To validate whether the Magritte painting was real, Harrison recruited Icon Fine Arts owner Chad Sampson, who explained the painter's importance to the art world. "René Magritte was one of the founders of the Surrealist Movement — like [Salvador] Dali," Sampson explained to Harrison in the episode. "[His work is] very dreamlike [and] very weird."

While several elements pointed toward the painting — which features a tree with three doors opening to blue skies — being authentic, Sampson could not 100 percent determine if it was real. Sampson concluded that it could be fake and worth nothing, or it could be valued at millions of dollars, noting that an $800,000 painting 20 years ago could be worth $3.8 million today. As such, Harrison gave the seller two choices. The seller could take home $10,000 and have Harrison assume all the risk, or he could get the Magritte painting validated by experts and pay him $400,000. "I'm straight-up gambling here, and I could lose all the money," Harrison told the seller. Unwilling to take the gamble, the seller accepted Harrison's $10,000 offer.

Harrison and Chumlee traveled to Belgium to get the ruling on the painting's authenticity

During his examination of the painting purportedly created by René Magritte — whose more famous works include "The Menaced Assassin" and "The False Mirror" — art dealer Chad Sampson was completely clear that the final authentication of the painting was far above his pay grade. "The bad news is my opinion means nothing," Sampson told Harrison. "The only opinion that matters is the René Magritte Committee in Belgium. You have to take it unframed to Belgium, but you have to get the authentication."

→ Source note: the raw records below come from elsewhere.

PR #543, opened 2023-05-26
fix(json_output_handler): Compute the ignore sha before censoring the matches

Walz:
## Description

The field `ignore_sha` in the JSON output differs from the one outputted by the text output when `--show-secrets` is not used, because it is computed after censoring the matches.

The PR fixes the bug and add both unit and functional tests to prevent regression.

### DIFF
--- a/tests/unit/secret/output/test_json_output.py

After sending the painting to the Magritte Foundation in Belgium for examination, Harrison and fellow "Pawn Stars" dealer Austin "Chumlee" Russell hopped a plane to Europe to get the final verdict from the eight-member Magritte committee. The final word on the authenticity of the painting came in a letter Harrison received when he picked up the item from the foundation, which he read out loud to Chumlee while sitting on a park bench nearby. In it, the foundation simply wrote, "The committee met yesterday and is of the opinion that the work presented is not a work by René Magritte."

The Magritte painting wasn't the first time Russell was tempted by a work of art, and certainly not the last. In the Season 19 episode "The Prince of Pawn," Harrison passed on a Prince painting that's causing a huge fan debate because it has not been authenticated to be by the late music icon. On the flip side, a $5,500 "Pawn Stars" gamble paid off in a big way in Season 5 when a rare item by German printmaker Albrecht Dürer was appraised to be worth anywhere from $20,000 to $50,000.